First post, by Epirean
So I picked up two Compaq Presario systems and a crate full with retro stuff. I already have my ultimate retro gaming pc (Pentium 3 with Voodoo 4500) but spare parts are always great to have, so why not pick those Compaqs up. One of them was just an ordinairy Pentium 3 Presario, nothing special. The other one seemed like an ordinairy Pentium 1 system, but after inspection, I saw how special it was and decided to clean it up completely and keep it for myself.

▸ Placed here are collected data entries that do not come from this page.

Issue #177, opened 2017-04-04
Make Macros Hygienic


diesalbla:
The current implementation of the Scala macros `@free` and `@module` uses some names for types, which are only internal to the definition, but with a fixed name. That has the risk of a name collision with the parameters given by the user's definition. The goal of this ticket is to avoid this by making these macros [hygienic](http://docs.scala-lang.org/overviews/quasiquotes/hygiene).

PR #186, opened 2017-04-07
FS-177 Make the `@module` and `@free` macros hygienic

diesalbla:
This PR fulfills issue #177. We 

Intuitively, [macro hygiene](http://docs.scala-lang.org/overviews/quasiquotes/hygiene) refers to ensuring that the names used in the generated code for values, types, or imports, do not collide with those of the context in which the macro is used. In our case, that means: 
- The names of the type parameters used in the definitions of the `Handler` or the `To` should not be     confused with those of the context; but more important, should not shadow (accidentally _capture_) the type parameters given by the user for the `trait`. To achieve this, we use `freshTypename`. 
- The names for the auxiliary members inside the generated companion objects should not collide with those members defined by the user in the trait.  We use `freshTermName` for this. 
- The imports in the generated code should be those referred to in the macro implementation code, and not in the context of the call. We solve this by qualifying imports with `_root_`.   

Along the way, we found a bug in the `@macro` implementation: the type name `F[_]` was hard-coded into the macro, so it was not possible to define a `@macro`-annotated trait whose parameter was, say, `G[_]`. We have repaired that.

### DIFF
--- a/.jvmopts
+++ b/.jvmopts
@@ -1,14 +1,12 @@
-# Cats jvmopts
-# see https://weblogs.java.net/blog/kcpeppe/archive/2013/12/11/case-study-jvm-hotspot-flags
+# Cats jvmopts see https://weblogs.java.net/blog/kcpeppe/archive/2013/12/11/case-study-jvm-hotspot-flags
 -Dfile.encoding=UTF8
--Xms1G
-#-Xmx6G
+-Xms2G
 -Xmx2G
--XX:MaxPermSize=512M
--XX:ReservedCodeCacheSize=250M
+-XX:MaxMetaspaceSize=512M
+-XX:ReservedCodeCacheSize=128M
 -XX:+TieredCompilation
 -XX:-UseGCOverheadLimit
 # effectively adds GC to Perm space
+-XX:+UseConcMarkSweepGC
 -XX:+CMSClassUnloadingEnabled
 # must be enabled for CMSClassUnloadingEnabled to work
--XX:+UseConcMarkSweepGC
--- a/freestyle/shared/src/main/scala/freestyle/free.scala
+++ b/freestyle/shared/src/main/scala/freestyle/free.scala
@@ -16,49 +16,47 @@
 
 package freestyle
 
-import scala.annotation.{compileTimeOnly, StaticAnnotation}
-import scala.language.experimental.macros
-import scala.reflect.macros.blackbox
+import scala.reflect.macros.blackbox.Context
 
-trait FreeModuleLike {
-  type Op[A]
-}
+object freeImpl {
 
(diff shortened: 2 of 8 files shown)


.jvmopts
```diff
@@ -1,14 +1,12 @@
...
+# Cats jvmopts see https://weblogs.java.net/blog/kcpeppe/archive/2013/12/11/case-study-jvm-hotspot-flags
 -Dfile.encoding=UTF8
--Xms1G
-#-Xmx6G
+-Xms2G
 -Xmx2G
--XX:MaxPermSize=512M
--XX:ReservedCodeCacheSize=250M
+-XX:MaxMetaspaceSize=512M
+-XX:ReservedCodeCacheSize=128M
```
diesalbla, line 6: The CodeCacheSize parameter has to do with the JIT Code Cache. Since most of our code (tests) is only runned once, we can use a smaller one. 

_Edit_: [Here](https://dzone.com/articles/understanding-the-java-memory-model-and-the-garbag) is a reference that may come useful.

freestyle/shared/src/main/scala/freestyle/free.scala
```diff
@@ -16,49 +16,54 @@
...
-}
+  object messages {
+
+    val invalid = "Invalid use of the `@free` annotation"
 
-object free {
+    val abstractOnly = "The `@free` macro annotation can only be applied to either a trait or an abstract class."
 
-  def impl(c: blackbox.Context)(annottees: c.Expr[Any]*): c.universe.Tree = {
+    val noCompanion = "The trait or class annotated with `@free` must have no companion object."
```
raulraja: This is a limitation that we may want to remove if it's easy to just add the generated code into an existing companion object.

freestyle/shared/src/test/scala/freestyle/Utils.scala
```diff
@@ -27,15 +27,15 @@ object algebras {
   }
 
   @free
-  trait SCtors2[F[_]] {
-    def i(a: Int): FreeS[F, Int]
-    def j(a: Int): FreeS[F, Int]
+  trait SCtors2[G[_]] {
```
raulraja, line 30: Are these to tests what we discussed regarding `F[_]` being hardcoded?

raulraja (approved):
Great cleanup @diesalbla! thanks!

freestyle/shared/src/test/scala/freestyle/Utils.scala
diesalbla: Yes. To have some tests on the matter.

peterneyens (commented):
Certainly a nice clean up , :+1: !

It is a Compaq Presario 4122 pizza box system, with a Pentium 150 mhz CPU and 16 MB memory. However, it comes with an onboard S3 Virge graphics card that has expandable memory (it has 2 MB right now), and a built in ESS1888 soundcard with Soundblaster emulation, AND a Wavetable slot right on the motherboard! It also has 2 USB ports, which are not very common on Pentium 1 systems in my experience. I can also change the CPU speed to something below 100 mhz through jumpers on the board easily, which is awesome for some DOS games I have. What I also really love, is the Windows 3.1 style BIOS the system comes with, with a working mouse driver built in, so you can easily adjust the addresses of the soundcard for example. It also came with a Quantum Bigfoot 5.25 inch HDD which still works, although I disconnected it and built in a CF to IDE drive.
Also a curious detail, the pc has a official Compaq sticker with the serial number on the bottom, that also contains the logo of the Ministry of Transport of my country. Pretty cool! Compaq probably produced these units specifically for the government I think? It was loaded with a clean Windows 98 first edition installation, but it was really very slow. Right now I am in the progress of turning it into a Dos 6.22 machine, to check how the soundcard sounds in DOS games compared to my very noisy Soundblaster 16 and my very quiet Aztech Galaxy Soundblaster Pro 2.0 clone. I also understand that the S3 Virge is a 3D accelerator, is that right? I will look for games that support it soon.
I really love this machine, it is almost the perfect DOS machine for me, it just lacks a Voodoo graphics card (I love old Glide games), and the CMOS battery is I think soldered on, I am not sure, I wasn't able to get it moving, and the rest is just perfect. See attachments for some photos.
PS. It was a pain in the *ss to find the correct Diagnostics disks for the system, in order to restore the cool graphical BIOS partition on the machine (the BIOS is installed on the first 6 MB of the primary master drive). Is there a way to upload them to Vogons with the proper instructions on how to create the partition?